Wednesday, June 10, 2009

Under the Weather



The writer of the "13 Teams, 1 Journey" has a new blog entry which deals with two subjects: his current bout of illness...and the abuse he's taken on YouTube for videoblogging about his goal to visit all 13 WNBA teams this year.

Mind you, I knew that even before I started my journey, I would get some negative reactions and posts from the WNBA haters out there. I’ve seen them on you tube and facebook. I tend to ignore them, as I think paying them attention is a waste of my time. But over the last few weeks they seemed to build, to a point where I just could not take it anymore. Why people take so much time to express negative and hateful words I will never know. But the sad thing is, it is nothing new.

He states that most WNBA criticisms come in three varieties:

a) the "automatic discount" ("The WNBA is crappy basketball because they're women. Girls can't play ball!")
b) the "double-standard" ("I saw someone turn over the ball during a game I caught briefly in 1999 while changing channels. Clearly, the WNBA cannot meet the august standards of NBA basketball.")
c) one I like to call the "social outlier" argument ("The only fans of the WNBA are (feminists, lesbians, freaks).")
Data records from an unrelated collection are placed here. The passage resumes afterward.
PR #239, opened 2018-11-13
don't display public key on trezor when exporting it

### LINKED ISSUE #238: Don't display public key on trezor when exporting it

refi93:
closes #238


refi93:
Just a little UX improvement. I think there is need to display the public key on the device since the user has no practical way of verifying it, nor is it a gain in security afaik. Neither myetherwallet does it.

PR #243, opened 2018-11-14
Fix footer style

### LINKED ISSUE #234: Rework footer
Update footer

- [x] so that it is always on the bottom of the page (unless the content pushes it down) - like on main page https://adalite.io/

- [x] change the twitter hyperlink name to "Twitter"

- [x] Increase size of the font of social media hyperlinks

- [x] Decrease the font of Crypto compare line

- [x] Make sure that cryptocompare line displays in footer only on history screen

PeterPsota:
closes #234 
Footer sticks to bottom of page
Twitter link now 'Twitter'
Social media link bigger- no longer in `<small>`
Conversion rates line 15% smaller and only visible when on history page

### DIFF
--- a/app/frontend/components/common/footer.js
+++ b/app/frontend/components/common/footer.js
@@ -10,10 +10,14 @@ const {
 } = require('../../wallet/constants')
 const {VacuumlabsLogo} = require('./svg')
 
+const showRatesOn = ['/txHistory', '/send']
+
 const Footer = connect(
-  {},
+  (state) => ({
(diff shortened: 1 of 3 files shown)


app/frontend/components/common/footer.js
```diff
@@ -11,9 +11,11 @@ const {
 const {VacuumlabsLogo} = require('./svg')
 
 const Footer = connect(
-  {},
+  (state) => ({
+    showConversionRates: state.router.pathname === '/txHistory' && state.walletIsLoaded,
```
refi93: the "send" screen also contains the coversion rates

PR #246, opened 2018-11-15
Update landing

mirecmrozek:
Now that section with stats is gone, there are two sections (More to Come, Contact) next to each other with white background so I'm still looking into the css.


refi93:
@mirecmrozek so it's still WIP, right? Btw I took a look again at the landing page and I realized, in the "More to come" section has also outdated info. I would just ditch it, so perhaps it even solves your whitespace problem :smile:

mirecmrozek:
I does! :D

PR #247, opened 2018-11-16
Only add usage from adalite.com

Siegrift:
I don't know hot to test this on production, though :/ 

I believe host should be 'https://adalite.io/', but I don't know for sure.
@refi93 any ideas? 

Also another approach could be to use environment variables, and don't count usage if the app is running in dev mode.

### DIFF
--- a/server/middlewares/stats.js
+++ b/server/middlewares/stats.js
@@ -2,6 +2,7 @@ const redis = require('redis')
 const device = require('device')
 const client = redis.createClient(process.env.REDIS_URL)
 const mung = require('express-mung')
+const normalizeUrl = require('normalize-url')
 
 const knownIps = new Set()
 
@@ -10,6 +11,13 @@ function getSlicedDate() {
     .toISOString()
     .split('T')[0]
     .split('-')
+}
+
+const isSameOrigin = (urlString1, urlString2) => {
+  return (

My first comment is that he should never have opened up his YouTube comments. Trust me, YouTube comments are as Ben Kenobi might put it, "a wretched hive of scum and villany". I have a little YouTube account but trust me, I've never activated the commenting feature. The rule of commenting goes:

V = m*a*d

where V = value of comments
m = level of moderation of the forum
a = anonymity of forum users
d = difficulty in posting to the forum

This is just the statement of the rule that on the internet, it seems that everyone's an asshole. A unmoderated place that allows hit and run posting will attract assholes. It's not his fault that that happened..."It's Chinatown, Jake."

That being said, the fault clearly rests with the chavs and not with Alex C. I will not get on a soapbox and claim that my following the WNBA has made me a better, wiser, or even more sober human being. I will not claim that I understand the female psyche, or that this WNBA fandom has made me an expert on issues involving gay women, or black women, or any women in sports.

What I will say is this: after following the WNBA for a year and reading the comments that sportswriters and so called "experts" write about it: I finally understand what feminism was all about. I understood it on an intellectual basis, but never on a visceral one. Jesus, nobody should have to put up with that kind of shit on a daily basis. As men, we should all thank the first women we meet - not because of their contributions to history, but in sheer gratitude to the female gender for not killing every man within 15 miles.

2 comments:

Gregory Hunt said...

As much as I love following sports and communicating on the internet, it's ironic that I very rarely communicate about sports online. Trolls such as the ones you find on YouTube take way the fun for me. Furthermore, even on legitimate sports forums, the discourse rarely goes beyond, "Your team sucks and my team rules."

The only sports forum I ever truely enjoyed was the one that was on the official site of the Amercian Basketball League (1996-1998). It lacked the machismo that was so present in other sports forums, and the ABL Forum was more fun as a result. Even though I'm a man, I still don't "get" certain things about other men.

pt said...

I wish I could have been around for that ABL forum, which I've heard good things about. (I also wish I could have been around to follow the Xplosion and other teams as well.)